The unusual combination of social democrats, environmentalists and liberals that came to power in Germany after the 2021 elections celebrates two years as a coalition government today, and is immersed in the task of fixing the budget mess unleashed after an adverse ruling by the Constitutional Court. “However, this is not a crisis,” the Finance Minister, the liberal Christian Lindner, said yesterday in Brussels, given the prospect that there will not be time to approve the 2024 budget in Parliament and the process will move to January. “I realize that coalition partners have ambitious timetables,” he added.

The phrase illustrates the tone that has accompanied the tripartite led by Chancellor Olaf Scholz since his inauguration on December 8, 2021, that is, the internal struggles between the three parties. The Russian invasion of Ukraine, the energy crisis and inflation forced social democrats, greens and liberals to tweak or postpone plans, amid usual tensions, also evident in public.

Still, according to a study by the Bertelsmann Foundation, the coalition has fulfilled or implemented almost two-thirds of the promises it made two years ago. Those responsible for the study analyzed 453 promises on major and minor issues, from raising the minimum wage to 12 euros gross per hour (previously it was 9.6 euros), child allowance or the reform of unemployment benefits, to the simplification of procedures to obtain nationality or border control of irregular immigration, and they concluded that the balance is positive.

However, citizens do not see it that way. The polls are merciless with the three government parties, giving first place in preferences to the conservative CDU/CSU union (30%) and the far-right AfD (22%). Next are the social democratic SPD (16%), the Greens (15%) and the liberal FDP (6%). The leftist Die Linke – which has just suffered a split – has 4%, which would lead it to lose parliamentary representation by not reaching the minimum 5% necessary. If elections were held now, the ruling coalition would not obtain a sufficient majority.

“Overall, it is a very promising midterm balance, but it is overshadowed by public disputes and many unresolved issues,” argues economist Robert Vehrkamp, ??one of the researchers of Bertelsmann’s study. The scrutiny of promises was accompanied by a survey by the Allensbach Institute to gauge public perception.
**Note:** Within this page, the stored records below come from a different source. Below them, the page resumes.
PR #7606, opened 2025-07-08
Refactor `securedrop-admin` to be a Debian package

### LINKED ISSUE #7574: Create a `securedrop-admin` debian package
This issue should do the following:

- Add a `build-debs-admin` to `./builder` to make a new `securedrop-admin` package
- The package should include:
    - The `install_files/ansible-base` source tree
    - Admin dependencies, probably by vendoring a virtual env?
    - A `securedrop-admin` command installed in `/usr/bin`
    - A file with the current securedrop version string (since we won’t have the full securedrop repo on disk anymore, we need a way to check if we’re up-to-date)
- We need to do the following refactoring for this to work:
    - Refactor `check_for_updates` to use the github API to check git tags, rather that the output of git tag in a git branch
    - Delete `update` because updates will be handled via apt instead
    - Delete the whole `./securedrop-admin setup` stuff that installs debian packages and pip dependencies, because this will just be included in the package
- Update documentation for how to install this package in Tails, similar to the [Dangerzone docs](https://tails.net/doc/persistent_storage/additional_software/dangerzone/index.en.html)
- Package dependencies should include at least: `python3`, `tor`, `netcat-openbsd`

micahflee:
Fixes #7574, #7647.

This PR adds Debian packaging for `securedrop-admin`. But in order to do that, I also had to completely refactor the admin code.

The way it currently works, files get dropped into `install_files/ansible-base`, and also we write settings to `install_files/ansible-base/group_vars/all/site-specific`. With debian packaging, we need to save writable files somewhere else. In Qubes this is `~/.securedrop-admin/`, and in Tails this is `~/Persistent/.securedrop-admin/`.

This should work in both Qubes and Tails, with installation instructions described below -- we'll need to update the docs. But first, here are some other big changes.

I've made `check_for_updates` no longer rely on git tags and instead use a new ansible playbook and apt to check if the `securedrop_admin` package is out-of-date or not. I've also completely deleted the GUI updater, and modified the Tails extension to no longer have a "Check for SecureDrop updates" option in the menu.

`securedrop-admin verify` does not work. It requires test dependencies to be installed in the virtualenv, and it runs code in the `devops` folder in the root of the git repo--and we don't have the git repo anymore. I suggest that we remove `verify` and instead find a different way to run testinfra tests.

I did spend time getting the admin tests working though. When building the admin test container, it builds the debian package and installs it, and then run tests against that. I also fixed all of the tests so that they work again with all the refactoring, and I deleted a bunch of tests. I removed all of the GUI updater tests, since I deleted the GUI updater, and I also deleted all of the tests related to checking for updates and verifying git tags and stuff, since that has all been ripped out too.

## Test plan

Here's the new SecureDrop instructions. There's different instructions when testing from Qubes and from Tails to start, and then you follow the same instructions on both.

## From Qubes

Set up servers by following [the docs](https://docs.securedrop.org/en/stable/admin/installation/servers.html), but save setting up ssh keys to later.

Build the deb:

```sh
make build-debs-admin
```

This will make `build/trixie/securedrop-admin_2.13.0~rc1+trixie_amd64.deb`. Copy this to a debian 13-based template (e.g. `debian-13-clone`) and install it.

Create `sd-admin` VM based on `debian-13-clone`.

Open a terminal in `sd-admin`.

Now [set up ssh keys](https://docs.securedrop.org/en/stable/admin/installation/servers.html#set-up-ssh-keys).

Create the `~/.config/securedrop-admin` folder:

```sh
mkdir -p ~/.config/securedrop-admin
```

## From Tails

* Build the deb in Qubes.

* Create a Tails USB with a Persistent volume, with all checkboxes turned on.

* Transfer `./tails-bootstrap.sh` and `build/trixie/securedrop-admin_2.13.0~rc1+trixie_amd64.deb` to Tails:

* In Tails, run `sudo bash tails-bootstrap.sh` to set up persistent configs, then restart tails to apply the persistence changes

* After restarting, install the debian package:

  ```sh
  sudo apt update
  # this installs the dpkg but fails to configure it
  sudo dpkg -i ./securedrop-admin_2.13.0~rc1+trixie_amd64.deb
  # this installs all the deps and configures it
  sudo apt --fix-broken install
  ```

## Continue for both

* Copy the following files to `~/.config/securedrop-admin/` :
  - the Submission Public Key file
  - the OSSEC Alert Public Key file

* Configure:

  ```sh
  securedrop-admin --force sdconfig
  ```

* Install:

  ```sh
  securedrop-admin --force install
  ```

* Then configure the admin workstation:

  ```sh
  securedrop-admin --force localconfig
  ```

Now you should be able to `ssh app`, `ssh mon`, and run `securedrop-admin --force install` again, and it should all go over onion services.

## Checklist

This change accounts for:

This PR requires a lot of new documentation, and has major impacts on new SecureDrop installs and upgrades. `securedrop-admin` doesn't have an AppArmor policy, but should it?


admin/Dockerfile
```diff
@@ -1,23 +1,52 @@
-# debian:bookworm 2024-01-12
-FROM debian@sha256:b16cef8cbcb20935c0f052e37fc3d38dc92bfec0bcfb894c328547f81e932d67
+FROM debian:bookworm
```
zenmonkeykstop: IIRC this should stay at a pinned version for reproducibility purposes (though setting it just to bookworm would save maintenance overhead).

admin/Makefile
```diff
@@ -3,7 +3,7 @@ DEFAULT_GOAL: help
 .PHONY: test
 test:  ## Run tox
 	@echo "NB.  This can be VERY slow.  If you find yourself running this test suite multiple times, you may prefer to \"docker run -it securedrop-admin bash\", install the editor of your choice into the container and edit there, and run \"tox\" directly as you work."
-	bin/dev-shell tox
+	bin/dev-shell /usr/share/securedrop-admin/venv/bin/tox
```
zenmonkeykstop: Will this break if the package isn't installed (eg if it's under development)?

admin/securedrop_admin/__init__.py
```diff
@@ -59,9 +74,18 @@
...
 LIST_SPLIT_RE = re.compile(r"\s*,\s*|\s+")
 
-I18N_CONF = "securedrop/i18n.json"
+I18N_CONF_PATH = "/usr/share/securedrop-admin/i18n.json"
 I18N_DEFAULT_LOCALES = {"en_US"}
 
+READONLY_CONFIG_PATH = "/usr/share/securedrop-admin"
+ANSIBLE_PATH = os.path.join(READONLY_CONFIG_PATH, "ansible-base")
+TRANSLATIONS_PATH = os.path.join(READONLY_CONFIG_PATH, "translations")
+if OS_TYPE == OSType.TAILS:
```
zenmonkeykstop: I'd need to check but it's likely that a `~/.securedrop-admin` path (or worst case scenario, a `~/.config/securedrop-admin` path) would work for both, as we require users to set dotfiles directories as persistent in tails anyway.

admin/Dockerfile
zenmonkeykstop: (Looks like we stopped pinning Focal as well around the time of @legoktm redoing the build process - we could probably chat about that and either consistently pin or consistently not.)

zenmonkeykstop (changes requested):
Took an initial code pass (have not yet tried building and installing packages). The main thing that leaps out is the different config paths for Tails and Debian. It should be possible to have both use the same path if it's a dotfile directory in the user home.

zenmonkeykstop:
Looks like having a unified config path across Tails and Qubes is trickier than I thought. The initial idea of using Tails' dotfiles persistence is too unwieldy, as individual files in the dotfiles directory are symlinked into place from /live/persistence at login, so new files just get created in the underlying non-persistent filesystem. So `~/.securedrop-admin` (or wherever) would need to be created as follows:

- add the persistent dir owned by amnesia:amnesia, say /live/persistence/TailsData_unlocked/securedrop-admin
- add a line in /live/persistence/TailsData_unlocked/persistence.conf like: `/home/amnesia/.securedrop-admin source=securedrop-admin
- reboot (or mount it ourselves but rebooting probably best)

this would need to happen *before* `sdconfig` ran (but only for Tails) - we could do it in a `securedrop-admin tails-setup` command or in the hypothetical bootstrapping script that would also need to make changes in persistence.conf to persist FPF apt repo details.

legoktm:
Possibly stupid question (and I haven't read everything yet so might've missed something), but can we just use `~/Persistent/.securedrop-admin` in both places? It's a special path in Tails, but in Qubes it just happens to be in a folder named "Persistent" (despite the whole VM being persistent).

zenmonkeykstop:
It's not stupid, but it would be weird :) - I actually wanna stick it in $XDG_CONFIG_HOME for good citizen reasons. Given that we're changing things up anyway, aiming to have as little potential for user error as possible seems worthwhile. 

There are some other gotchas in either case - default ansible behaviour is to write to the ansible home dir, so backups are also gonna end up in the hidden directory. It might be nice to write to the user's current working directory by default or optionally be able to specify a path. Same with the pubkeys, would be nice to copy them to the config dir directly once the user gives their initial location in sdconfig

admin/Dockerfile
zenmonkeykstop: (@legoktm clarified their reasoning offline)

install_files/ansible-base/roles/tails-config/defaults/main.yml
```diff
@@ -9,6 +9,7 @@ tails_config_ansible_base: "{{ tails_config_amnesia_persistent }}/securedrop/ins
 # Custom persistence directory whence site-specific configs will be copied
 # on every login under Tails.
 tails_config_securedrop_dotfiles: "{{ tails_config_amnesia_persistent }}/.securedrop"
+tails_config_securedrop_admin_dotfiles: "{{ tails_config_amnesia_persistent }}/.securedrop-admin"
```
zenmonkeykstop: This is never used as far as I can tell.

install_files/ansible-base/roles/tails-config/defaults/main.yml
```diff
@@ -9,6 +9,7 @@ tails_config_ansible_base: "{{ tails_config_amnesia_persistent }}/securedrop/ins
 # Custom persistence directory whence site-specific configs will be copied
 # on every login under Tails.
 tails_config_securedrop_dotfiles: "{{ tails_config_amnesia_persistent }}/.securedrop"
```
zenmonkeykstop, line 11: We can probably either drop files in this directory (desktop icon stuff, no longer used) or move them to the .securedrop-admin config dir.

zenmonkeykstop (commented):
Couple more notes

zenmonkeykstop:
I've added a script to setup persistence in Tails (eventually it will also do the apt setup) and updated the test plan accordingly.

builder/build-debs-admin.sh
```diff
@@ -0,0 +1,52 @@
+#!/bin/bash
+# Build securedrop-admin packages. This runs *inside* the container.
+
+set -euxo pipefail
+
+source /etc/os-release
+
+# Install virtualenv in the right place
+mkdir -p /usr/share/securedrop-admin
```
legoktm: This logic should all happen inside the packaging, i.e. debian/rules. There's a sed command in the current packaging that fixes up the paths so the venv will work.

And the other files should be included via `install`, etc.

builder/tests/test_admin_package.py
```diff
@@ -0,0 +1,33 @@
+import os
+import re
+import subprocess
+from pathlib import Path
+
+OS_VERSION = os.environ.get("OS_VERSION", "focal")
```
legoktm, line 6: Should we default to bookworm here? I guess it doesn't really matter since it's always set.

admin/debian/control
```diff
@@ -0,0 +1,12 @@
...
+Section: web
+Priority: optional
+Maintainer: SecureDrop Team <securedrop@freedom.press>
+Build-Depends: debhelper (>= 11), dh-python, python3-all, python3-setuptools
+Homepage: https://securedrop.org
+Standards-Version: 4.5.1
+
+Package: securedrop-admin
+Architecture: amd64
+Depends: python3-virtualenv, python3-yaml, python3-pip, libffi-dev, libssl-dev, libpython3-dev, sq-keyring-linter, netcat-openbsd, tor, rsync
```
legoktm: I don't think we need most of these python- dependencies at runtime, the e.g. virtualenv has already been created, we shouldn't be pip installing anything. Same with the -dev ones, since we're not compiling anything.

.github/workflows/build.yml
```diff
@@ -65,6 +68,7 @@ jobs:
         run: |
           find . -name '*.deb' -exec sha256sum {} \;
           # FIXME: securedrop-app-code isn't reproducible
+          # FIXME: securedrop-admin isn't reproducible
```
legoktm: IMO non-reproducibility is a blocker to move forward, but it's literally just the bytecode that's unreproducible: https://gist.github.com/legoktm/fc213ffb0dbe20385e50441aaf544a28

If you look in the current Debian packaging we already have an override to strip all the bytecode, we should do the same here.

legoktm (changes requested):
Just did a pass on the Debian packaging.

As a general note I do think it'll be worth extracting out some of the broader fixes from this PR and merging them separately and ahead of time, like the `UBUNTU_VERSION` -> `OS_VERSION` stuff.

micahflee:
I've hit blocks doing some of the client-side write work this week. So now that removing focal has landed, I'm going to spend some time rebasing this PR.

micahflee:
With the help of Claude Code, I have rebased develop into this branch. I'm also currently working on getting all of the Github Actions checks to pass. Rather than force pushing (in case we want to move forward in a different way), I'm pushing my changes to `admin-deb-rebased`: https://github.com/freedomofpress/securedrop/tree/admin-deb-rebased

My plan is, once I succeed in having all of the checks passing, I will do manual testing of admin tools.

zenmonkeykstop:
Got wires crossed and did a manual rebase while the Claude one was in progress. Manual looks *slightly* better so I've force-pushed it. Next up:
- double checking stuff still works under trixie (Tails 7 or Qubes/debian-13-xfce)
- resurrecting enough of the updater to support a 1-pass upgrade for git-based workstations
- more upgrade script.

admin/Makefile
zenmonkeykstop: NM - works fine post-Trixie

micahflee:
I've been working on #7647, but pushing commits into this PR, so when it's ready it will close that issue as well. I've made a lot of progress. Here are the recent changes.

# Migration scripts

The `./securedrop-admin` file in the root of the repo is a new script that only only supports the `setup` and `tailsconfig` commands. This is only meant to facilitate the migration from git-based updated to deb-based updates, and the _only_ time this script should run is when running the GUI updater.

After the migration is complete and the user reboots, there will be no more GUI updater. From that point on, the `./securedrop-admin` script from the git repo isn't executed, and instead `/usr/bin/securedrop-admin` is executed.

The migration scripts include:

- `migrate-to-deb.sh`: this is what's executed when the GUI updater runs `./securedrop-admin setup`. It validates that the user is in Tails and has an existing config. Then it installs the deb package, configures persistence for `~/.config/securedrop` and bind-mounts it, and copies all of the config files from `~/Persistent/securedrop/install-files` into `~/.config/securedrop`.
  - `migrate-install-package.sh`: executed as root by `migrate-to-deb.sh`. It installs `~/Persistent/securedrop-admin.deb` temporarily -- we still need to update this to add the FPF SD repo and install the package from there
  - `migrate-setup-persistence.sh`: executed as root by `migrate-to-deb.sh`. This sets up persistence for `~/.config/securedrop-admin` and then bind-mounts it, so that it can be used right away without requiring a reboot
- `migrate-tailsconfig.sh`: this is what's executed when the GUI updater runs `./securedrop-admin tailsconfig`. This just runs `/usr/bin/securedrop-admin localconfig`, and then pops up an alert telling the user to reboot Tails when it's done

# Changes to ansible playbooks

The GUI installer has logic to ask the user for their sudo password, and then it passes this password into the `ansible-playbook` command after the "SUDO password:" prompt.

The way `securedrop-admin` was written, there was a `@update_check_required` decorator before all of the commands that used ansible to check for updates using apt (instead of `git fetch`), which could be bypassed with `--force`. So this means that if you run `securedrop-admin localconfig` it would run two ansible playbooks:

- for checking for updates
- for configuring Tails

The GUI installer only provided the sudo password for the _first_ time it was prompted for "SUDO password", and when it was prompted a second time, it would just hang and after 2 minutes the GUI installer would timeout.

To fix this, I refactored the ansible playbooks. I made a new `update-check` role that checks for updates (which is skipped if the `skip_update_check` is true), and I added this role to the beginning of all of the playbooks. When `securedrop-admin` subprocesses to ansible, it includes `skip_update_check=true` if `--force` is passed in.

So in the end, it does the same thing, but with only a single ansible playbook getting executed instead of two separate ones, so it succeeds with the GUI installer.

# Testing

Here's how to test it:

- Set up an admin Tails USB that is configured to admin a SecureDrop server (it should have a `~/Persistent/securedrop` folder), and make sure it works to ssh to app and mon, connect to the source interface, etc.
- In Qubes, checkout this `admin-deb` branch and make a deb with `make build-debs-admin`
- Copy `build/trixie/securedrop-admin_2.13.0~rc1+trixie_amd64.deb` to the Tails persistent volume as `~/Persistent/securedrop-admin.deb` (the exact path is important, since it's hardcoded into the migration script)
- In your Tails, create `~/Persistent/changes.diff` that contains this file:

Only 12% of respondents said they believe that “all, almost all or a large part” of the Government’s initial plans will be completed, and 43% said they expect that only “a small part or almost nothing” will be implemented.

To improve its pull among voters ahead of the 2025 autumn elections, the Government should encourage internal cooperation and sell itself better in its communication to society, according to Wolfgang Schröder, political scientist at the Das Progressive Zentrum think tank, also a participant in Bertelsmann’s study. “Disputes within the coalition, when staged publicly, lead people to underestimate the real work of the government,” argues Schröder.

This is the case now with the budget mess. In November, a ruling by the TC declared unconstitutional the reallocation of 60,000 million of extraordinary debt from the 2021 budget against the economic impact of covid to a fund for climate and transformation of the 2022 budgets.

The high court said that the Executive had violated the constitutional debt brake rule (introduced in 2009, it limits new public debt to 0.35% of annual GDP and can only be suspended in case of emergency), by not properly justifying the emergence of the new situation. The brake was suspended between 2020 and 2022 due to the pandemic, and this year it was in force again, but the Government has now approved suspending the debt brake for the fourth time.

On the rebound, the coalition is now struggling to balance the 2024 budget. The environmentalists want to save investments, the liberals preach budgetary rigor, Scholz puts himself in profile, and citizens distrust the tensions.